I visited my GP to ask to see a cardiologist. I had no reason to be worried, and was advised not to bother. However, something told me to investigate this further, as I really wanted clearance to continue training for the half-marathon.
Within minutes of conducting the test, the cardiologist diagnosed me with a serious heart condition. Hypertrophic cardiomyopathy (HCM) is a condition in which part of the heart muscle becomes thick. The thickening makes it harder for blood to leave the heart, forcing the heart to work harder to pump blood. The high heart rate can become uncontrollable, resulting in death.
No more running, no more half-marathon. Oh, and your relatives need to be tested immediately, including your daughters.
The biggest shock came though, when I was admitted to hospital for more tests under general anesthetic. My heart stopped during the procedure, and they had to jump start my heart back into action. Within a week, I had a defibrillator inserted – an ipod-like heart tracker, that scans every heart beat of everyday and hits you with an electrical pulse that shocks the heart if it stops. I hear it’s like being kicked in the chest by a horse.

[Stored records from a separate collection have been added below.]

PR #91, opened 2026-05-07
SAV-5565: update checkbox component

saukaite:
## 🔗 Task

https://jira.registrucentras.lt/jira/browse/SAV-5565

## 🧾 Summary

Added **Indeterminate (mixed)** state:
✅ If no child checkboxes are selected and the parent checkbox is checked, all child checkboxes become checked.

A week later I was back at work.
The condition is hereditary, which shed light onto the deaths of my grandparents at such a young age. Thanks to research, we now know what this condition is. My brother was diagnosed, as well as his two daughters who have had to give up competition gymnastics. With regular monitoring we should all lead a very normal life.
I’m not going to sit around and feel sorry for myself, I’m so lucky to be alive. Many people living with HCM don’t know they have it, and simply drop dead.
In the four years since, I have had no episodes or activity of any sort recorded on my device. Family always came first, but now it seems even more important to devote all that I do to ensure a secure upbringing for my kids.
Without research, my doctors would not have known how to treat or even diagnose my condition. Without research, I probably wouldn’t be alive, and my daughters fatherless. I owe a lot to research.